* About this exercise *
The lines to print are the one containing "yufenglee: yes, we" and every line after it through the end of the entries below. Print them exactly and nothing else.

***** Source data

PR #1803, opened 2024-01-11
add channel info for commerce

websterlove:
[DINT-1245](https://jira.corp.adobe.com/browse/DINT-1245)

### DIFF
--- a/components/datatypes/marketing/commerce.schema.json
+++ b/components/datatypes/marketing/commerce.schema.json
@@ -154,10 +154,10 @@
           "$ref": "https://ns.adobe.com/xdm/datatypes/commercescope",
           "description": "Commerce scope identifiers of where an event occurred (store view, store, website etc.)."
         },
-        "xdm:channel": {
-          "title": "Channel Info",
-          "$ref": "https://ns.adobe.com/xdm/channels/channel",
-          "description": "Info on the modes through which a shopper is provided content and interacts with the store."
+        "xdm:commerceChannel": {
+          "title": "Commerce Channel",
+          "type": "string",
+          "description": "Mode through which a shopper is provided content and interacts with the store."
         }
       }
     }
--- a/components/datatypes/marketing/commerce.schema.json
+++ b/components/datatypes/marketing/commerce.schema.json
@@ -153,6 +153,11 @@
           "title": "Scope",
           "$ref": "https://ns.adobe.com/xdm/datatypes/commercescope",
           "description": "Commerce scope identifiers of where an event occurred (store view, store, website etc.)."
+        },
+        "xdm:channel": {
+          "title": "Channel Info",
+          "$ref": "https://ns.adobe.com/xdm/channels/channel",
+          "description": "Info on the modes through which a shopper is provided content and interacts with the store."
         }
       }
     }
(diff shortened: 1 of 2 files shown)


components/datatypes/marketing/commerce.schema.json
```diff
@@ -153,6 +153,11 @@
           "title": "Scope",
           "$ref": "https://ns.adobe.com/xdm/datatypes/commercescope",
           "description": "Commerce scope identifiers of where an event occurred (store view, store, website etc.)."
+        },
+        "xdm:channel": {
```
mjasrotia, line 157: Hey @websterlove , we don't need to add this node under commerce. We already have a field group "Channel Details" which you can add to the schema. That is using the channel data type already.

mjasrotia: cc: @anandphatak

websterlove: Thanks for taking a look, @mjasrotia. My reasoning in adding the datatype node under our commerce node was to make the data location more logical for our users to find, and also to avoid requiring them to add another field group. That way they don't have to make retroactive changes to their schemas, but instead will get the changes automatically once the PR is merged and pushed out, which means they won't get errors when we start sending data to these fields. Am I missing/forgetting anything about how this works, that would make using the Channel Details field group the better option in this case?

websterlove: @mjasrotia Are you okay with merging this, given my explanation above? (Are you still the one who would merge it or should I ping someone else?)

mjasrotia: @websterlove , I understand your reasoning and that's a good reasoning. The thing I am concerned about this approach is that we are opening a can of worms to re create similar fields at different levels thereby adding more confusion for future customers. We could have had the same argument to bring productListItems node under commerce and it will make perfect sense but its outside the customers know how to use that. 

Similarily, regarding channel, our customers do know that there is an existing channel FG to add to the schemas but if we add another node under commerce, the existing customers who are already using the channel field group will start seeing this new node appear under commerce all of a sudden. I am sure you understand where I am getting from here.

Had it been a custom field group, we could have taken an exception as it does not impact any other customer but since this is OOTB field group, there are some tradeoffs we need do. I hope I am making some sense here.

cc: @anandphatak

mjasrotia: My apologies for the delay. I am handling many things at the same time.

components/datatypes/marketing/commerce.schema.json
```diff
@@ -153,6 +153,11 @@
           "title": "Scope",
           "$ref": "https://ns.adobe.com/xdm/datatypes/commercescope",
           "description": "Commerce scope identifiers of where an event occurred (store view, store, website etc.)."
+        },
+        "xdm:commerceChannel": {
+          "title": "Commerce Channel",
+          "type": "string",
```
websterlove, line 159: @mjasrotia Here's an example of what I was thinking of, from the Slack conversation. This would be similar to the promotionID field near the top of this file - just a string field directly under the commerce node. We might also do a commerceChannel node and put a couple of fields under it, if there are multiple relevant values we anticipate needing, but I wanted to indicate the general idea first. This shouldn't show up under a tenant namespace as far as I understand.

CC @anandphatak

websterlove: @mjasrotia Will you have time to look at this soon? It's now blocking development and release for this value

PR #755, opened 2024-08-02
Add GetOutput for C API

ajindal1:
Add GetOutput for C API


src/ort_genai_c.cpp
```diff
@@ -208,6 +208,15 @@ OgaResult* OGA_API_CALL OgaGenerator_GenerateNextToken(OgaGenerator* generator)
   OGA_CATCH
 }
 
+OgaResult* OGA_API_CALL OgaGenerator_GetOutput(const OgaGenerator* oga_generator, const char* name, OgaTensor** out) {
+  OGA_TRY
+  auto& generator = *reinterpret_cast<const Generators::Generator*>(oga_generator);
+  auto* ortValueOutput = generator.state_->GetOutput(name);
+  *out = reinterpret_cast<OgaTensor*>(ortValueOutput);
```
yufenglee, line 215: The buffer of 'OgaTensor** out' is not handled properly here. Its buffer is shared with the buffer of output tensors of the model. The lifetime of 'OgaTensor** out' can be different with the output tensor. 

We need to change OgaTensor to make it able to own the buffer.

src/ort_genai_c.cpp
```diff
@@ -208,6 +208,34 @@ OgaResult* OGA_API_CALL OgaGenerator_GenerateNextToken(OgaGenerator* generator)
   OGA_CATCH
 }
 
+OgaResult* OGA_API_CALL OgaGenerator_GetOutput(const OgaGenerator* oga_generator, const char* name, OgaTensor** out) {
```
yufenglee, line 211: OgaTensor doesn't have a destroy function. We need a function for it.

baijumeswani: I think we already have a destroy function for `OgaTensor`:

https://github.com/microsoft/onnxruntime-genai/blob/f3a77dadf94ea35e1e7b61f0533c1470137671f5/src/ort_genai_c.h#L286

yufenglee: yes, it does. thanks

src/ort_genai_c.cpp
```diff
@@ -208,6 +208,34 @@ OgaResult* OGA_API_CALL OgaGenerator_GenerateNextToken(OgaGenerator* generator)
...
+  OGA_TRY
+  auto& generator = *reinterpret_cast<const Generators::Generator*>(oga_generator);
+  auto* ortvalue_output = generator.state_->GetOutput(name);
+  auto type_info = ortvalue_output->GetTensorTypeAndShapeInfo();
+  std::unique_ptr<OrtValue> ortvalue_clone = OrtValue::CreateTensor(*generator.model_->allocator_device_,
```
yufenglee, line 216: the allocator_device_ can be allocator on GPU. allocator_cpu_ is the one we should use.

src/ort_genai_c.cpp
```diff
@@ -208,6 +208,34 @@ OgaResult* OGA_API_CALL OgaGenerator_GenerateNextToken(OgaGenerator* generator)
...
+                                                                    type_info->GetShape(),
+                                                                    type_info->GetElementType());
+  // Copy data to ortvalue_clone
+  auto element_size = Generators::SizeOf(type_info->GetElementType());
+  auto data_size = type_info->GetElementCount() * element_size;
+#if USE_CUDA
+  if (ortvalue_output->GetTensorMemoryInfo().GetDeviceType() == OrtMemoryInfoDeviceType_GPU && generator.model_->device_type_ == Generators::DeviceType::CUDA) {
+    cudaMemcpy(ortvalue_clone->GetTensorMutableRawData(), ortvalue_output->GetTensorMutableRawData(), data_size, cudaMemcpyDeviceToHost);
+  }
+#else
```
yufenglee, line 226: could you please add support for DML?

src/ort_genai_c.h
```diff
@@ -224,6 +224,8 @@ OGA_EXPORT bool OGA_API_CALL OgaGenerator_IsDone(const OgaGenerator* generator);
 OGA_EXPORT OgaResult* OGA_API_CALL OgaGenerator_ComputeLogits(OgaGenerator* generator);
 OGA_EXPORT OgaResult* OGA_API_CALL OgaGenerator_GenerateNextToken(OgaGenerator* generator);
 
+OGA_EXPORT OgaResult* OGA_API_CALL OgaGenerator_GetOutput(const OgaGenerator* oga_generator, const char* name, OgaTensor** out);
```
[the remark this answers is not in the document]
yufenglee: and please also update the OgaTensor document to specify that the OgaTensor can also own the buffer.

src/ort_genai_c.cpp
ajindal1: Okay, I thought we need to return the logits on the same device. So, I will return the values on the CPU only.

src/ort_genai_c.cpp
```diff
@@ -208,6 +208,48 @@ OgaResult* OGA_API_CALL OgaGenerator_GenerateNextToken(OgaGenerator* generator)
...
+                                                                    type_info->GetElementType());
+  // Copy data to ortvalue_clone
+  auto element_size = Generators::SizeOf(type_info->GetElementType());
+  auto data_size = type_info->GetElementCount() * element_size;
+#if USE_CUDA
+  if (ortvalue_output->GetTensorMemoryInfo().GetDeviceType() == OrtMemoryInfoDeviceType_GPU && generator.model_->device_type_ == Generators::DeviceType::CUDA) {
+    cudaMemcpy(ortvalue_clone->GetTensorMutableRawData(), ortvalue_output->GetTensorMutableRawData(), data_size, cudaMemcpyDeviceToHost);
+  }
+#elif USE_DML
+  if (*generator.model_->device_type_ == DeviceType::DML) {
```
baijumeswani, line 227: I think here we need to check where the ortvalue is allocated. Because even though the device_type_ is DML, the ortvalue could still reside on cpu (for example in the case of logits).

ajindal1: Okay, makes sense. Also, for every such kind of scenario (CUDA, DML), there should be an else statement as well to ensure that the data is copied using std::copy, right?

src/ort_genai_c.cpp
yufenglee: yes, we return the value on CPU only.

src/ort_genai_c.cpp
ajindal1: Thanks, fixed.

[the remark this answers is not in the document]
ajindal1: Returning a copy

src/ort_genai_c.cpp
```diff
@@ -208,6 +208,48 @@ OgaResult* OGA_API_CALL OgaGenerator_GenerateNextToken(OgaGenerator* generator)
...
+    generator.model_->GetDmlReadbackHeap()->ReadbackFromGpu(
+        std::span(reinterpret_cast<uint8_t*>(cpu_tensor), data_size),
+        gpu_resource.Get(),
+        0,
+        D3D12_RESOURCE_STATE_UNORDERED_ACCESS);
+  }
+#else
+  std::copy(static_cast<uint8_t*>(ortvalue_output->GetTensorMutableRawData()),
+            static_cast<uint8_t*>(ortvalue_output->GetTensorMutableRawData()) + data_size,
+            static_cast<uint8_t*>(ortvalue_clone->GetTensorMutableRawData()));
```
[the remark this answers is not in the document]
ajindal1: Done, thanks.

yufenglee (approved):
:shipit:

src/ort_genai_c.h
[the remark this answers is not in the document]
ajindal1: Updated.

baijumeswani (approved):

**********

* Answer to this problem *
yufenglee: yes, we return the value on CPU only.

src/ort_genai_c.cpp
ajindal1: Thanks, fixed.

[the remark this answers is not in the document]
ajindal1: Returning a copy

src/ort_genai_c.cpp
```diff
@@ -208,6 +208,48 @@ OgaResult* OGA_API_CALL OgaGenerator_GenerateNextToken(OgaGenerator* generator)
...
+    generator.model_->GetDmlReadbackHeap()->ReadbackFromGpu(
+        std::span(reinterpret_cast<uint8_t*>(cpu_tensor), data_size),
+        gpu_resource.Get(),
+        0,
+        D3D12_RESOURCE_STATE_UNORDERED_ACCESS);
+  }
+#else
+  std::copy(static_cast<uint8_t*>(ortvalue_output->GetTensorMutableRawData()),
+            static_cast<uint8_t*>(ortvalue_output->GetTensorMutableRawData()) + data_size,
+            static_cast<uint8_t*>(ortvalue_clone->GetTensorMutableRawData()));
```
[the remark this answers is not in the document]
ajindal1: Done, thanks.

yufenglee (approved):
:shipit:

src/ort_genai_c.h
[the remark this answers is not in the document]
ajindal1: Updated.

baijumeswani (approved):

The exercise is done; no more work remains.